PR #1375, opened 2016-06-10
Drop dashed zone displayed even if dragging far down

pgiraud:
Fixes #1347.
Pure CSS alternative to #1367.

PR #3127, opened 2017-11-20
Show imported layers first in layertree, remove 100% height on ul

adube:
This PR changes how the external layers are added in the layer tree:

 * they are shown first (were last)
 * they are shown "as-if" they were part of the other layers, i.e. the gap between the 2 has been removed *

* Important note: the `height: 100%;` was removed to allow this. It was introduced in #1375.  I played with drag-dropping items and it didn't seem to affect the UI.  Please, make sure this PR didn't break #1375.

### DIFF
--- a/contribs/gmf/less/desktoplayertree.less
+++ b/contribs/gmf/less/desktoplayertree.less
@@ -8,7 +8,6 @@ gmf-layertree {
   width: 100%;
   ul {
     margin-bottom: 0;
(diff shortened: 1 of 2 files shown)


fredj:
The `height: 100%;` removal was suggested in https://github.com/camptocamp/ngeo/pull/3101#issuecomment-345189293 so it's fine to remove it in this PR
--
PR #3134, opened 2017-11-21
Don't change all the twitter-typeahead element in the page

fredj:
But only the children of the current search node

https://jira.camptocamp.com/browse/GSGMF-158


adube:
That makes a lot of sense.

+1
...
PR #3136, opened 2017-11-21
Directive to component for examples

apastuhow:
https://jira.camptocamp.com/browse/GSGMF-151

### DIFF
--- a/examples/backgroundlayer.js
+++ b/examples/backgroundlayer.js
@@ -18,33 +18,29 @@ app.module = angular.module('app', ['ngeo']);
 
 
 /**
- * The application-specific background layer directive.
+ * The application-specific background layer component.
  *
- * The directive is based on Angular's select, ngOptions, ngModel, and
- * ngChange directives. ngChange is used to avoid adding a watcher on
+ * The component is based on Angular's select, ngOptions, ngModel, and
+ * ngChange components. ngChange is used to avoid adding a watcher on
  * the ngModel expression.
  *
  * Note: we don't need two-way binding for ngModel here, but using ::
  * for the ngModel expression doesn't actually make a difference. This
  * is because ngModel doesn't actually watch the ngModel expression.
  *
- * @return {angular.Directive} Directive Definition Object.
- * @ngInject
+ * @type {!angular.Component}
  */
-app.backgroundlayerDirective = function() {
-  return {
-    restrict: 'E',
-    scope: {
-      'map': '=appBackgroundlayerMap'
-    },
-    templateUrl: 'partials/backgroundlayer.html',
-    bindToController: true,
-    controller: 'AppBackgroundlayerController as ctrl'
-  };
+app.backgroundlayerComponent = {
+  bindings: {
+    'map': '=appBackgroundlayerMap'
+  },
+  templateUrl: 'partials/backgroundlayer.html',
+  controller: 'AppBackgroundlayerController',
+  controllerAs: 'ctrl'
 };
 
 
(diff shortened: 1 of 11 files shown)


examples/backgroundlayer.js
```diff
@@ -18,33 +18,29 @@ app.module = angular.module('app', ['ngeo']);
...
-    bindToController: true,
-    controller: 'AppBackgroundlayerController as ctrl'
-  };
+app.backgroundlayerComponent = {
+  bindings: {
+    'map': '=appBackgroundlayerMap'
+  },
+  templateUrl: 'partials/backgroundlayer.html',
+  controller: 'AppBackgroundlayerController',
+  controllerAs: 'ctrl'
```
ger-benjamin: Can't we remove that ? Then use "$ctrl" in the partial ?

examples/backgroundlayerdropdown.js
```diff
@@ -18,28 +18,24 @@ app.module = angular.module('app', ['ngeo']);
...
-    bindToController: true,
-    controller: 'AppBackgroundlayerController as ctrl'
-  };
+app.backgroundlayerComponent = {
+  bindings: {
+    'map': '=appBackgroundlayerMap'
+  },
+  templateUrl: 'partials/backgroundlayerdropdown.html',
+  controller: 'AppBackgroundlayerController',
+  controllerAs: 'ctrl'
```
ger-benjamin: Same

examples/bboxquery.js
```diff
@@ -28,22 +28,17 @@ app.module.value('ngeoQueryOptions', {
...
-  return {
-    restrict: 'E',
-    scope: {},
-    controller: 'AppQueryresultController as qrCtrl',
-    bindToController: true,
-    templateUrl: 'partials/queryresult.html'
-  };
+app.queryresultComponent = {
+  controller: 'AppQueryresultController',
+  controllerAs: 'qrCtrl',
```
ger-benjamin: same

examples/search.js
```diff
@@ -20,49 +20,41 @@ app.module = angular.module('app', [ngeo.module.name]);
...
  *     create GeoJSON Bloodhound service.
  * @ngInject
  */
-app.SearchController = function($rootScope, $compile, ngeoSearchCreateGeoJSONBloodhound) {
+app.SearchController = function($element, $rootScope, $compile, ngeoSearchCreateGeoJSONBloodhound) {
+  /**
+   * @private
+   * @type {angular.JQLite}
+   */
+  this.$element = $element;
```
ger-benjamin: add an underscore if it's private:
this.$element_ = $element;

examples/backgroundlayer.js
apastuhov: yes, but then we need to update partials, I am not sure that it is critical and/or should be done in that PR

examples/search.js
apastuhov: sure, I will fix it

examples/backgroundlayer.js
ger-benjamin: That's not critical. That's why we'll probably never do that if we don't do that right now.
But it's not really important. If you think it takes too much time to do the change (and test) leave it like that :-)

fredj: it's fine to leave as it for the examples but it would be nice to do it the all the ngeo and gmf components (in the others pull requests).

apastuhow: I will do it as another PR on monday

## ACTIVITY
Write out, from the lines above, only those from the line with "PR #1375, opened 2016-06-10" to the line with "it in this PR", exactly as given, including the first and the last.

## TASK ANSWER
PR #1375, opened 2016-06-10
Drop dashed zone displayed even if dragging far down

pgiraud:
Fixes #1347.
Pure CSS alternative to #1367.

PR #3127, opened 2017-11-20
Show imported layers first in layertree, remove 100% height on ul

adube:
This PR changes how the external layers are added in the layer tree:

 * they are shown first (were last)
 * they are shown "as-if" they were part of the other layers, i.e. the gap between the 2 has been removed *

* Important note: the `height: 100%;` was removed to allow this. It was introduced in #1375.  I played with drag-dropping items and it didn't seem to affect the UI.  Please, make sure this PR didn't break #1375.

### DIFF
--- a/contribs/gmf/less/desktoplayertree.less
+++ b/contribs/gmf/less/desktoplayertree.less
@@ -8,7 +8,6 @@ gmf-layertree {
   width: 100%;
   ul {
     margin-bottom: 0;
(diff shortened: 1 of 2 files shown)


fredj:
The `height: 100%;` removal was suggested in https://github.com/camptocamp/ngeo/pull/3101#issuecomment-345189293 so it's fine to remove it in this PR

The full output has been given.